■ Exercise directions: Restate each of the lines given below, word for word.
++++ Entries provided ++++
PR #2964, opened 2026-03-16
fix: PgVectorDocumentStore `_treat_meta_field` and comparison functions now return Composed - string escaping done by `psycopg`

davidsbatista:
### Related Issues

- fixes #2881 

### Proposed Changes:

- `_treat_meta_field` returns a `psycopg.sql.Composed` object and using `psycopg.sql.Literal` to embed the field name, so string escaping is now done by psycopg itself
- filtering helpers (_equal, _not_equal, _greater_than, etc.) have been updated to accept and return Composed objects

### How did you test it?

- filtering tests updated
- Added a test demonstrating the old string-interpolation approach was vulnerable and that the new approach safely escapes the injection attempt via `SQLLiteral`

### Checklist

### DIFF
--- a/integrations/mistral/tests/test_mistral_chat_generator.py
++++
■ Answer section:
PR #2964, opened 2026-03-16
fix: PgVectorDocumentStore `_treat_meta_field` and comparison functions now return Composed - string escaping done by `psycopg`

davidsbatista:
### Related Issues

- fixes #2881 

### Proposed Changes:

- `_treat_meta_field` returns a `psycopg.sql.Composed` object and using `psycopg.sql.Literal` to embed the field name, so string escaping is now done by psycopg itself
- filtering helpers (_equal, _not_equal, _greater_than, etc.) have been updated to accept and return Composed objects

### How did you test it?

- filtering tests updated
- Added a test demonstrating the old string-interpolation approach was vulnerable and that the new approach safely escapes the injection attempt via `SQLLiteral`

### Checklist

### DIFF
--- a/integrations/mistral/tests/test_mistral_chat_generator.py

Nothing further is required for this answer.